*Task item*:
Where the line with "svidgen: Gross. This" appears in the records below, start there and transcribe each line exactly through the last.

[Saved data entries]

========

PR #14236, opened 2025-07-09
refactor: e2es and anything else that remains

ShadowCat567:
#### Description of changes

**Migrating:**
 - amplify-e2e-core
 - amplify-e2e-tests
 - amplify-category-hosting
 - amplfiy-container-hosting
 - any remaining infrastructure that uses AWS SDK V2
 
**Removed 2 files:**
- `packages/amplify-e2e-tests/functions/dynamodb-scan-v2.js` -- tested the Scan Command in DynamoDB in AWS SDK V2. This is not being used by any files, removed it
- `packages/amplify-provider-awscloudformation/src/aws-utils/aws.js` -- this used to be the heart of the AWS SDK V2 configuration in the `amplify-provider-awscloudformation` package. Since everything has been migrated to V2, nothing uses this any more. 

**Changes to CodeBuild Clean up Script:**
Removed functionality to check whether a Codebuild job is currently running before deleting its resources. The overhead of getting information about Codebuild jobs to see whether they were completed or not was consuming too much memory ever since the migration to V3. 
The Codebuild spec for our e2e tests already ensures that the clean up resources job does not run until all the other jobs have been completed and the cleanup script already skips cleaning up stacks that were created in the last 2 hours, so I think we are safe to remove this functionality for better memory usage. 

Had to downgrade pinpoint-client back to an older version since the newest versions seem to break some of our notifications e2e tests. 

#### Checklist

- [x] PR description included
- [x] `yarn test` passes


packages/amplify-e2e-tests/src/cleanup-codebuild-resources.ts
ShadowCat567, line 1: if the changes in the last commit don't work, revert it but keep the garbage collection thing it added and up the node space memory

packages/amplify-e2e-tests/src/__tests__/import_s3_3.test.ts
```diff
@@ -65,14 +66,14 @@ describe('headless s3 import', () => {
   });
 
   afterAll(async () => {
-    // Delete bucket
-    const s3 = new aws.S3();
+    // Delete bucket- in SDK V3, buckets are very picky about the region their client is in
```
svidgen, line 69: They sure are. 😒

packages/amplify-e2e-tests/src/cleanup-codebuild-resources.ts
```diff
@@ -1060,27 +1081,36 @@ const cleanupAccount = async (account: AWSAccountInfo, accountIndex: number, fil
   await deleteResources(account, accountIndex, staleResources);
   await deleteOrphanedOidcProviders(account);
   console.log(`[ACCOUNT ${accountIndex}] Cleanup done!`);
+
+  if (global.gc) {
+    global.gc();
+  }
```
svidgen: Gross. This solves the memory issue? Is the memory issue a time bomb? Does this just help a little when account resource cleanup gets kind of "backed up?" Or, are we bumping up against memory limits on every cleanup run? ... Any hints as to why GC isn't being engaged sooner on its own? What are the heavy things that make this required!?

svidgen (dismissed):

packages/amplify-e2e-tests/src/cleanup-codebuild-resources.ts
ShadowCat567: This may not be required anymore since I removed the check to see if a Codebuild job was is running before trying to delete a stack, since that apparently took up a lot of memory. But right after I migrated the cleanup script to V3, I immediately started hitting memory limits every it ran (you can check some of the failing test runs in this PR)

========

*Task output*:
svidgen: Gross. This solves the memory issue? Is the memory issue a time bomb? Does this just help a little when account resource cleanup gets kind of "backed up?" Or, are we bumping up against memory limits on every cleanup run? ... Any hints as to why GC isn't being engaged sooner on its own? What are the heavy things that make this required!?

svidgen (dismissed):

packages/amplify-e2e-tests/src/cleanup-codebuild-resources.ts
ShadowCat567: This may not be required anymore since I removed the check to see if a Codebuild job was is running before trying to delete a stack, since that apparently took up a lot of memory. But right after I migrated the cleanup script to V3, I immediately started hitting memory limits every it ran (you can check some of the failing test runs in this PR)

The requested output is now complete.